### Instructions to follow
Among the entries that follow, find every line with the word "There" and list it.

--- Records for the task Enclosed Below ---

Issue #41, opened 2015-08-16
deprecation warning when deployment target is ios8


Sega-Zero:
> /Pods/PINRemoteImage/Pod/Classes/PINRemoteImageManager.m:1245:19: 'threadPriority' is deprecated: first deprecated in iOS 8.0

garrettmoon:
There's a runtime check to make sure it only gets called on iOS 7 or below. Maybe we should wrap in a pragma warning suppressor.

Sega-Zero:
Suppressing warnings is not a good way. I think a better solution would be wrapping in 
```objective-c
#if  __IPHONE_OS_VERSION_MIN_REQUIRED < __IPHONE_8_0
//code
#endif
```
so this code will never gets included in ios8+ apps

garrettmoon:
@Sega-Zero Hmm, but what if you want to support iOS 7 & 8? It only compiles one way or the other, thus the need for a runtime check?

Sega-Zero:
If deployment target is lower than ``_IPHONE_8_0``, the code will be included and the deprecation warning will not be shown. That code will not throw an exception, for now it is just a warning, that ``threadPriority`` should no longer be set manually. There is a better way for this in ios8: the new ``qualityOfService`` property.

garrettmoon:
We were already using qualityOfService with a runtime check :) I've submitted a PR that addresses the warning.

PR #42, opened 2015-08-17
Fix threadPriority deprecation warning

garrettmoon:
Addresses #41


jparise:
:+1:  for `/(compile|run)time/` support.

--- End of Enclosed Records for the task ---

### Exercise answer
There's a runtime check to make sure it only gets called on iOS 7 or below. Maybe we should wrap in a pragma warning suppressor.
If deployment target is lower than ``_IPHONE_8_0``, the code will be included and the deprecation warning will not be shown. That code will not throw an exception, for now it is just a warning, that ``threadPriority`` should no longer be set manually. There is a better way for this in ios8: the new ``qualityOfService`` property.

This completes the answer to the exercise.